## About this task
The lines needed are those below that contain the word "Cyber"; copy each one.

=== Data listing ===

PR #309, opened 2021-02-22
Add i.MX6 Nitrogen6_SoloX board

axel-h:
Patch is part of a series of patches to add support for the i.MX6 Nitrogen6_SoloX board

* https://github.com/seL4/camkes-tool/pull/57
* https://github.com/seL4/seL4_tools/pull/53
* https://github.com/seL4/util_libs/pull/69

In addition to `CONFIG_PLAT_NITROGEN6SX` this also adds `CONFIG_PLAT_IMX6DQ` and `CONFIG_PLAT_IMX6SX` internally depending on the i.MX6 board target. This allows differentiating between the SOCs  i.MX Double/Quad and i.MX SoloX, which makes much more sense in some cases than using a board selector like `CONFIG_PLAT_NITROGEN6SX`, just because this happens to be a board using this SOC.

### DIFF
--- a/src/plat/imx6/config.cmake
+++ b/src/plat/imx6/config.cmake
@@ -1,5 +1,6 @@
 #
 # Copyright 2020, Data61, CSIRO (ABN 41 687 119 230)
+# Copyright 2020, HENSOLDT Cyber GmbH
 #
 # SPDX-License-Identifier: GPL-2.0-only
 #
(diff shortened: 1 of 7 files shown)


axel-h:
sel4test log:
[sel4test.log](https://github.com/seL4/seL4/files/6024775/sel4test.log)

src/plat/imx6/overlay-nitrogen6sx.dts
```diff
@@ -0,0 +1,29 @@
+/*
+ * Copyright 2020, Hensoldt Cyber
+ *
+ * SPDX-License-Identifier: BSD-3-Clause
```
axel-h, line 4: Do you prefer this to be under GPL or is BSD acceptable here also?

lsf37: It'd be nice to avoid another BSD variant, i.e. BSD-2-Clause instead of BSD-3-Clause would be good.

Dual-licensed would be optimal for people who worry about having to think about different licenses (I don't see any dependencies on GPL code here, so BSD-2-Clause would be fine, but people worry about all kinds of things and if it's easy to do, why not).

axel-h: There is https://github.com/seL4/seL4/blob/master/LICENSES/BSD-3-Clause.txt, so using 'BSD-3-Clause' should be fully covered already. Unless there is a plan to remove this?

axel-h:
Is anything blocking this from a merge?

===

## The answer
+# Copyright 2020, HENSOLDT Cyber GmbH
+ * Copyright 2020, Hensoldt Cyber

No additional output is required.